As for Lebanon, it was a non-nation created when the French gave independence to Syria, solely so that the Christian minority in southwestern Syria could have a nation of its own.
Well, Syria has taken it back now. Did you know that only thirty years ago, Lebanon was called the "Switzerland of the Middle East" because it was so peaceful and harmonious? Aren't optimists funny.
Sudan's borders put animists and Christians under the control of Muslims who have no right, historically or otherwise, to rule over them.
Does this get better as you move east? South Asia has the tragic boundary between Pakistan and India ... but here we have to give Britain its due. Before Britain imposed a common government on India, no one had ever succeeded in uniting the whole country. To have it divided in only three parts today is actually enormous progress. (Though the "nation" of India could easily fall into pieces with warfare as bloody as anything in the "mini-India" of Sri Lanka.)

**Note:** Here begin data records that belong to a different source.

PR #828, opened 2026-05-09
Fix invite write durability waits

gdorsi:
## What

Fixes the invite flow getting stuck while waiting for writes to reach the configured durability tier.

## Broken message flow before

1. The chat app creates the initial chat with an `edge` durability wait.
2. The main browser runtime records the new write batch as durable only at `local`.
3. The worker runtime syncs that same batch to the server.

China? The Chinese civilization may be ancient, but the current boundaries are thick with recent tragedy. Tibet and Xinjiang have no reason to be subject to Chinese power, and Taiwan is "Chinese" territory only because the Chinese say so, not because the Taiwanese people ever had a chance to choose who would rule over them from outside.
Indonesia? What East Timor suffered is hardly a unique story, and there'll be more blood before this Dutch-created "nation" either achieves unity or breaks into pieces.
Latin America? We only think those national boundaries are stable because we never bother to learn their history. Still, they have the best track record in the world, in recent decades. Though they are still capable of little ventures like the Falklands War and the Shining Path terrorist campaign.
What is my point?
My point is, no matter how good it feels to call ourselves "the world's only superpower," it shows shameful arrogance and laughable ignorance of history to imagine that we can draw maps any better than our predecessors in Europe.
If our goal is to bring "peace" to the Middle East, or any other spot on Earth, or to impose a Pax Americana on the whole world, we will certainly fail, in the long term as well as the short.
The only achievable goal is to make the consequences of attacking the United States and its allies so painful that people stop doing it.
And even that goal we might not be ruthless enough to achieve.
Because borders are not just drawn in blood. They are also defended that way.
Either you shed your attackers' blood, or you let them shed yours. There is no third, "negotiated" way, because negotiations only work when one side (at least) has lost the will or power to resist -- or thinks negotiations will give them a chance to renew the war later under better conditions.